At the end of our interview, I thank her for her time and go in for a hand shake, but she extends a reed-like arm toward me for a hug. “That was a really great interview,” she says after we embrace. “You asked such thoughtful questions! Trust me, I know. I do this all the time.” I immediately begin to hyperventilate inside while crafting the world’s braggiest tweet about how Taylor Swift called me “thoughtful” and hugged me. “One Shining Moment” begins playing on a loop in my head.

Her hug was nice, in case you were wondering.

[Photo: Frank Micelotta for VH1 Storytellers]
Two hours later I am standing in the aisle of the auditorium surrounded by screaming college students. Taylor was performing at Harvey Mudd, part of the Claremont Colleges, after students won a contest to bring her there based solely on online votes. Earlier in the day, I met up with the two awesome students who orchestrated the Facebook group that helped pull off the win. They are huge fans who speak passionately about the connection they feel to the emotional power of her songs. They are also guys. The concert is also packed with college-aged men who seem to genuinely be getting down to her tunes. Who knew?

[Photo: Frank Micelotta for VH1 Storytellers]
She’s comfortable and confident on stage, switching out guitars with almost every song. “Red” warrants —you guessed it— a red guitar. She plays banjo on “Mean” and the crowd goes nuts dancing and singing along, all anthem-like. For just about every tune, Taylor thanks the students for making it popular, helping it to climb the charts or win awards. Were it anyone else I’d find the effusive gratitude excessive, but I’m so sold on her genuine appreciation for her fans that I’m charmed, yet again.

Also genuine: her answers to student questions and her easy, silly banter between songs. When a kid asks if she doubts herself, Taylor responds “Only about 400,000 times every 10-minute interval,” and you get the feeling it’s true. A group of guys dance shirtless to one of her songs (argh, I’m blanking on which one) and she responds by shouting them out flirtatiously. She dances confidently while singing “Love Story,” posing for the crowd in the front row. Taylor.Is.On.

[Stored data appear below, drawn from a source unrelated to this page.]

PR #1123, opened 2022-07-17
Fix namespace rename

### LINKED ISSUE #1121: Renaming a namespace results in the wrong name
**Describe the bug**
Request to rename `my.app.ui.foo` to `my.app.ui.reachability.foo`. This creates a new file named `my/app/ui/reachability/foo.clj` (correct) but sets the namespace to `my.app.ui.reachability.foochability.foo` (incorrect).

**Expected behavior**
The namespace should be `my.app.ui.reachability.foo`.

**Logs**
<details>
<pre>
[Trace - 11:43:29 AM] Sending request 'textDocument/prepareRename - (16327)'.
Params: {
  "textDocument": {
    "uri": "file:///Users/jmaine/workspace/opensource/lsp-rename-repro/src/cljs/my/app/ui/foo.cljs"
  },
  "position": {
    "line": 0,
    "character": 14
  }
}

[Trace - 11:43:29 AM] Received response 'textDocument/prepareRename - (16327)' in 13ms.
Result: {
  "start": {
    "line": 0,
    "character": 4
  },
  "end": {
    "line": 0,
    "character": 17
  }
}

[Trace - 11:43:41 AM] Sending request 'textDocument/rename - (16328)'.
Params: {
  "textDocument": {
    "uri": "file:///Users/jmaine/workspace/opensource/lsp-rename-repro/src/cljs/my/app/ui/foo.cljs"
  },
  "position": {
    "line": 0,
    "character": 14
  },
  "newName": "my.app.ui.reachability.foo"
}

[Trace - 11:43:41 AM] Received response 'textDocument/rename - (16328)' in 23ms.
Result: {
  "documentChanges": [
    {
      "textDocument": {
        "version": 128,
        "uri": "file:///Users/jmaine/workspace/opensource/lsp-rename-repro/src/cljs/my/app/ui/foo.cljs"
      },
      "edits": [
        {
          "range": {
            "start": {
              "line": 0,
              "character": 4
            },
            "end": {
              "line": 0,
              "character": 17
            }
          },
          "newText": "my.app.ui.reachability.foo"
        }
      ]
    },
    {
      "oldUri": "file:///Users/jmaine/workspace/opensource/lsp-rename-repro/src/cljs/my/app/ui/foo.cljs",
      "newUri": "file:///Users/jmaine/workspace/opensource/lsp-rename-repro/src/clj/my/app/ui/reachability/foo.cljs",
      "kind": "rename"
    }
  ]
}

[Trace - 11:43:41 AM] Sending notification 'textDocument/didSave'.
Params: {
  "textDocument": {
    "uri": "file:///Users/jmaine/workspace/opensource/lsp-rename-repro/src/cljs/my/app/ui/foo.cljs",
    "version": 130
  },
  "text": "(ns my.app.ui.reachability.foo)\n"
}

[Trace - 11:43:41 AM] Sending notification 'textDocument/didChange'.
Params: {
  "textDocument": {
    "uri": "file:///Users/jmaine/workspace/opensource/lsp-rename-repro/src/cljs/my/app/ui/foo.cljs",
    "version": 130
  },
  "contentChanges": [
    {
      "text": "(ns my.app.ui.reachability.foo)\n"
    }
  ]
}

[Trace - 11:43:41 AM] Sending notification 'textDocument/didClose'.
Params: {
  "textDocument": {
    "uri": "file:///Users/jmaine/workspace/opensource/lsp-rename-repro/src/cljs/my/app/ui/foo.cljs"
  }
}

[Trace - 11:43:41 AM] Sending request 'workspace/willRenameFiles - (16329)'.
Params: {
  "files": [
    {
      "oldUri": "file:///Users/jmaine/workspace/opensource/lsp-rename-repro/src/cljs/my/app/ui/foo.cljs",
      "newUri": "file:///Users/jmaine/workspace/opensource/lsp-rename-repro/src/clj/my/app/ui/reachability/foo.cljs"
    }
  ]
}

[Trace - 11:43:41 AM] Received response 'workspace/willRenameFiles - (16329)' in 12ms.
Result: {
  "documentChanges": [
    {
      "textDocument": {
        "version": 130,
        "uri": "file:///Users/jmaine/workspace/opensource/lsp-rename-repro/src/cljs/my/app/ui/foo.cljs"
      },
      "edits": [
        {
          "range": {
            "start": {
              "line": 0,
              "character": 4
            },
            "end": {
              "line": 0,
              "character": 17
            }
          },
          "newText": "my.app.ui.reachability.foo"
        }
      ]
    }
  ]
}

[Trace - 11:43:41 AM] Sending notification 'textDocument/didClose'.
Params: {
  "textDocument": {
    "uri": "file:///Users/jmaine/workspace/opensource/lsp-rename-repro/src/clj/my/app/ui/reachability/foo.cljs"
  }
}

[Trace - 11:43:41 AM] Sending notification 'textDocument/didChange'.
Params: {
  "textDocument": {
    "uri": "file:///Users/jmaine/workspace/opensource/lsp-rename-repro/src/cljs/my/app/ui/foo.cljs",
    "version": 131
  },
  "contentChanges": [
    {
      "text": "(ns my.app.ui.reachability.foochability.foo)\n"
    }
  ]
}

[Trace - 11:43:41 AM] Sending request 'textDocument/semanticTokens/range - (16330)'.
Params: {
  "textDocument": {
    "uri": "file:///Users/jmaine/workspace/opensource/lsp-rename-repro/src/clj/my/app/ui/reachability/foo.cljs"
  },
  "range": {
    "start": {
      "line": 0,
      "character": 0
    },
    "end": {
      "line": 1,
      "character": 0
    }
  }
}

[Trace - 11:43:41 AM] Sending notification 'textDocument/didOpen'.
Params: {
  "textDocument": {
    "uri": "file:///Users/jmaine/workspace/opensource/lsp-rename-repro/src/clj/my/app/ui/reachability/foo.cljs",
    "languageId": "clojurescript",
    "version": 131,
    "text": "(ns my.app.ui.reachability.foochability.foo)\n"
  }
}

</pre>
</details>

 - Editor Emacs

**Analysis**

I can see why this is happening, or at least partially. You can follow along in the logs above. It's an interaction between `textDocument/rename` and `workspace/willRenameFiles`.

In Emacs (other editors may follow a different sequence), first the client and server communicate to prepare for a rename.

Then, the client sends a `textDocument/rename` request, saying "I'm on the 14th character of the first line of 'my/app/ui/foo.cljs'. I want to rename the thing there to `my.app.ui.reachability.foo`."

The server responds by saying "OK, on the first line, replace chars 4-17 with `my.app.ui.reachability.foo`. Also rename the file 'my/app/ui/foo.cljs' to 'my/app/ui/reachability/foo.cljs'."

The client starts executing these commands. First it edits the old file to contain the new ns. It notifies the server of that change (twice, once with `textDocument/didSave` and once with `textDocument/didChange`). Then it starts the file rename. First it closes the old file. Then it sends the server a `workspace/willRenameFiles` request, saying that it is about to rename the old file to the new file.

And here's where the buggy text is introduced... The server responds by telling the client "on the first line of the old file, replace chars 4-17 with `my.app.ui.reachability.foo`". But this is wrong. The server seems to think that characters 4-17 are `my.app.ui.foo`, when they are actually `my.app.ui.rea` (followed by `chability.foo`). Effectively, the server is telling the client to apply the same edit for a second time. When the client follows the server's directions, it edits the old file. After replacing characters 4-17, the namespace ends up being `my.app.ui.reachability.foochability.foo`.

To finish off the sequence, the client tells the server about the change to the old file, including the buggy text. Then it renames the file on the filesystem (I presume; the logs don't actually say when the client does this). Then it opens the new file, and notifies the server, again including the buggy text.

So, the question is, why? During `workspace/willRenameFiles`, the server has looked in the analysis for the namespace of the old file and found `my.app.ui.foo`. That's why it think characters 4-17 should be replaced. Though the client told the server that the old file contains the new ns via `textDocument/didChange`, the server is still analyzing that change asynchronously when it receives `workspace/willRenameFiles`.

@ericdallo you rolled back the `swap!` which fixed it... I haven't watched the logs to analyze why, but I have a guess. That swap moves the analysis of 'my/app/ui/foo.cljs' to 'my/app/ui/reachability/foo.cljs' during the first request, `textDocument/rename`. Then in the second request `workspace/willRenameFiles` we have no analysis for 'my/app/ui/foo.cljs', and so the server doesn't generate any edits. This works, but not for the right reasons. That swap is definitely wrong, so it needs to be removed.

So what's a better fix? We should probably wait for analysis to finish before handling `workspace/willRenameFiles`. But maybe there's a better fix. In the first request `textDocument/rename`, instead of responding with both the text edits and the file rename, we could respond with just the file rename. Then we can rely on `workspace/willRenameFiles` to apply the edit. Or maybe not... I'm not sure all clients have will-rename capabilities. I'll think about it more.

mainej:
This fixes #1121. It also restores #1049, which was temporarily reverted as a quick fox for #1121.

When a user asks to rename a namespace, we instruct the client to edit the namespace and to rename the file. The client makes the edit (in the old file), then tell us via didChange. We start an asynchronous analysis. Then, the client sends us willRenameFiles. We respond by (incorrectly) asking the client to make the same edit to the old file we asked for before. The reason we do this is we haven't waited for the analysis to finish, so we think the file still has its old namespace.

This changes will-rename-files to wait for the analysis to finish. It also changes it to return no edits if the namespace has already been edited (which it has in this scenario, though it wouldn't if the file had been renamed because of something besides a rename refactoring).

Finally, it fixes another bug where we weren't clearing the diagnostics of deleted files. In my Emacs, rename refactorings still cause erroneous lint (we ask clj-kondo to analyze #.foo.clj, which doesn't exist, and it complains about that) but that might just be because of my Emacs config.

### DIFF
--- a/lib/src/clojure_lsp/feature/file_management.clj
+++ b/lib/src/clojure_lsp/feature/file_management.clj
@@ -263,6 +263,10 @@
       (shared/dissoc-in [:analysis filename])
       (shared/dissoc-in [:findings filename])))
 
+(defn ^:private file-deleted [db* uri filename]
+  (swap! db* db-without-file uri filename)
+  (f.diagnostic/publish-empty-diagnostics! uri @db*))
+
 (defn did-change-watched-files [changes db*]
   (doseq [{:keys [uri type]} changes]
     (case type
@@ -276,16 +280,14 @@
                                db*)))
       :deleted (shared/logging-task
                  :delete-watched-file
-                 (let [filename (shared/uri->filename uri)]
-                   (swap! db* db-without-file uri filename))))))
+                 (file-deleted db* uri (shared/uri->filename uri))))))
 
 (defn did-close [uri db*]
   (let [filename (shared/uri->filename uri)
         source-paths (settings/get @db* [:source-paths])]
     (when (and (not (shared/external-filename? filename source-paths))
                (not (shared/file-exists? (io/file filename))))
-      (swap! db* db-without-file uri filename)
-      (f.diagnostic/publish-empty-diagnostics! uri @db*))))
+      (file-deleted db* uri filename))))
 
 (defn force-get-document-text
   "Get document text from db, if document not found, tries to open the document"
@@ -303,7 +305,9 @@
        (keep (fn [{:keys [oldUri newUri]}]
                (let [old-filename (shared/uri->filename oldUri)
                      new-ns (shared/uri->namespace newUri db)
-                     ns-definition (q/find-namespace-definition-by-filename db old-filename)]
-                 (when ns-definition
-                   (f.rename/rename-element oldUri new-ns db ns-definition :rename-file)))))
+                     old-ns-definition (q/find-namespace-definition-by-filename db old-filename)]
+                 (when (and new-ns
+                            old-ns-definition
+                            (not= new-ns (name (:name old-ns-definition))))
+                   (f.rename/rename-element oldUri new-ns db old-ns-definition :rename-file)))))
        (reduce #(shared/deep-merge %1 %2) {:document-changes []})))
--- a/lib/src/clojure_lsp/feature/file_management.clj
+++ b/lib/src/clojure_lsp/feature/file_management.clj
@@ -298,13 +298,12 @@
 (defn did-save [uri db*]
   (swap! db* #(assoc-in % [:documents uri :saved-on-disk] true)))
 
-(defn will-rename-files [files db*]
-  (let [db @db*]
-    (->> files
-         (keep (fn [{:keys [oldUri newUri]}]
-                 (let [old-filename (shared/uri->filename oldUri)
-                       new-ns (shared/uri->namespace newUri db)
-                       ns-definition (q/find-namespace-definition-by-filename db old-filename)]
-                   (when ns-definition
-                     (f.rename/rename-element oldUri new-ns db* old-filename ns-definition :rename-file)))))
-         (reduce #(shared/deep-merge %1 %2) {:document-changes []}))))
+(defn will-rename-files [files db]
+  (->> files
+       (keep (fn [{:keys [oldUri newUri]}]
+               (let [old-filename (shared/uri->filename oldUri)
+                     new-ns (shared/uri->namespace newUri db)
+                     ns-definition (q/find-namespace-definition-by-filename db old-filename)]
+                 (when ns-definition
+                   (f.rename/rename-element oldUri new-ns db ns-definition :rename-file)))))
+       (reduce #(shared/deep-merge %1 %2) {:document-changes []})))
--- a/lib/test/clojure_lsp/features/file_management_test.clj
+++ b/lib/test/clojure_lsp/features/file_management_test.clj
@@ -5,7 +5,9 @@
    [clojure-lsp.shared :as shared]
    [clojure-lsp.test-helper :as h]
    [clojure.test :refer [are deftest is testing]]
-   [medley.core :as medley]))
+   [medley.core :as medley]
+   [clojure-lsp.feature.rename :as f.rename]
+   [clojure-lsp.queries :as q]))
 
 (h/reset-db-after-test)
 
@@ -117,7 +119,16 @@
         [{:type :created
           :uri h/default-uri}]
         db/db*)
-      (is (= h/default-uri (h/take-or-timeout mock-created-chan 500))))))
+      (is (= h/default-uri (h/take-or-timeout mock-created-chan 500)))))
+  (testing "deleted file"
+    (h/let-mock-chans
+      [mock-diagnostics-chan #'db/diagnostics-chan]
+      (f.file-management/did-change-watched-files
+        [{:type :deleted
+          :uri h/default-uri}]
+        db/db*)
+      (is (= {:uri h/default-uri, :diagnostics []}
+             (h/take-or-timeout mock-diagnostics-chan 500))))))
 
 (deftest var-dependency-reference-filenames
   (swap! db/db* medley/deep-merge {:settings {:source-paths #{(h/file-path "/src")}}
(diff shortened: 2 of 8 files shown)


lib/test/clojure_lsp/features/file_management_test.clj
```diff
@@ -5,7 +5,9 @@
    [clojure-lsp.shared :as shared]
    [clojure-lsp.test-helper :as h]
    [clojure.test :refer [are deftest is testing]]
-   [medley.core :as medley]))
+   [medley.core :as medley]
+   [clojure-lsp.feature.rename :as f.rename]
+   [clojure-lsp.queries :as q]))
```
ericdallo, line 10: I wonder how lint didn't catch this on `clean-ns` 🤔 maybe it's not running for tests...

lib/src/clojure_lsp/feature/file_management.clj
```diff
@@ -263,6 +263,10 @@
       (shared/dissoc-in [:analysis filename])
       (shared/dissoc-in [:findings filename])))
 
+(defn ^:private file-deleted [db* uri filename]
+  (swap! db* db-without-file uri filename)
+  (f.diagnostic/publish-empty-diagnostics! uri @db*))
```
ericdallo, line 268: That's a good pratice, we were really missing that, I noticed some time ago when I would do lots of renames and see old diagnostics

ericdallo: oh, we were just missing for file watch, I see

lib/test/clojure_lsp/features/file_management_test.clj
mainej: Good question... I'll run clean-ns manually, but it'd be nice for the lint CI to catch that.

ericdallo (approved):
Looks good, tested manually as well

One other approach would be to handle differently if client supports willRenameFiles since it's a pretty recent feature from LSP 3.17, probably only main editos have support for it, but, your approach looks better, we don't need to handle differently checking the capability, it's a little bit more complex though

lib/test/clojure_lsp/features/file_management_test.clj
mainej: Nm... you're too fast!

mainej:
Thanks for doing another test. If you'd like, I can research special behavior for clients that support willRenameFiles, but as you said, it's working so maybe isn't worth more effort. 🤷

ericdallo:
Yeah, it's not necessary, current approach looks good

lib/src/clojure_lsp/feature/file_management.clj
mainej: Should we implement [`workspace/didDeleteFiles`](https://microsoft.github.io/language-server-protocol/specifications/lsp/3.17/specification/#workspace_didDeleteFiles)?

[Photo: Frank Micelotta for VH1 Storytellers]
The crowd goes craziest for “Our Song,” but the night belongs to the final song, “Never Ever,” after Taylor tells us all it’s her “daydream” that the audience sings the “Wheee-EEEEEEE!” part of the chorus and asks us to make it a reality. And we do, loudly.

[Photo: Frank Micelotta for VH1 Storytellers]
After the show I stand on the steps of the auditorium as the Storytellers team interviews students on their way out of the show. A girl stands in a circle with her friends, her hand shaking in front of her face. She says, “I don’t think you guys understand how much tonight means to me.”

Her friends may not, but I suspect Taylor Swift does.